ILs with [B(hfip)4]- Anion
Synthesis and Characterization of Ionic Liquids with the [B(hfip)4]– Anion
Through anion metathesis in dry Et2O with stirring at r.t. for 24 h as shown in Scheme 4, the sodium cation of the clean mono-DME adduct was exchanged for substituted imidazolium and morpholinium cations. Then the mixture was filtered over a G4 Schlenk frit giving clear filtrates that did not show any indication of AgX formation upon addition of aqueous AgNO3 solution.
Scheme 4: Cations used: [a] [CnMIM]+ = 1-alkyl-3-methylimidazolium, where n is the length of the alkyl chain.
[b] [AllylMIM]+ = 1-allyl-3-methylimidazolium. [c] [CnMMIM]+ = 1-alkyl-2,3-dimethylimidazolium, where n is the
length of the alkyl chain. [d] [C4MMorph]+ = N-butyl-N-methylmorpholinium.
From these filtrates, the solvent was removed by vacuum distillation and the IL-salts were dried in vacuum (0.1 Pa) until no traces of DME were visible in the 1H-NMR spectra (5 to 24 h).
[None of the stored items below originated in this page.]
PR #334, opened 2015-01-20
install should clone from specified repo slug when building via a CI system

bucaran:
We were not using the travis environment variables inside the install script. `bootstrap.sh` is correctly setup to curl from the PR's author repository `tools/install.fish`, but the script itself will always download from `bpinto` which is not what we want when using a CI.

### DIFF
--- a/script/bootstrap.sh
+++ b/script/bootstrap.sh
@@ -9,4 +9,4 @@ else
   brew install fish $BREW_OPTIONS
 fi
 
-curl -L https://github.com/$TRAVIS_REPO_SLUG/raw/$TRAVIS_BRANCH/tools/install.fish | fish
+curl -L https://github.com/$TRAVIS_REPO_SLUG/raw/$TRAVIS_BRANCH/tools/install.fish | REPO_SLUG=$TRAVIS_REPO_SLUG fish
--- a/tools/install.fish
+++ b/tools/install.fish
@@ -16,8 +16,10 @@
 # The installation process is split up in the following steps:
 #
 #   1. Resolve source repository to default or get from environment variable.
-#      This allows installers curl -L ..install.fish | TRAVIS_REPO_SLUG=<fork> fish in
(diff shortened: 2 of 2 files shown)


bpinto:
I have tested this before and it was doing the correct thing. Can you push some commits before these changes and output the git remote and git branch name? I did this test before and they had the correct output.

bucaran:
You did setup `bootstrap.sh` correctly, but `install.fish` was still pulling from `bpinto` because no environment variables were being passed into the `fish` pipe that receives `install.fish` via curl.

I am testing `getopts` in another branch, `improve-install+getopts`. If it works it should prove my point.

bucaran:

Typical yields of the purified product were 93 to 98%.
Table 2: Melting points Tm, crystallization temperatures Tc and decomposition temperatures Td of the [B(hfip)4]– salts (average values of two or three determinations).
[a] The DSC investigation showed two endothermic signals during heating (at 78 and 113°C) and two exothermic signals during cooling (at 63 and 102°C). The melting and crystallization temperatures from the DSC analysis were confirmed by measuring the sample manually. Additional signals, the endothermic (78°C) and the exothermic one belong to the first event (63°C), indicate a phase transition or polymorphism of the salt.
[b] Observed manually by using refrigerators with the indicated cooling temperatures.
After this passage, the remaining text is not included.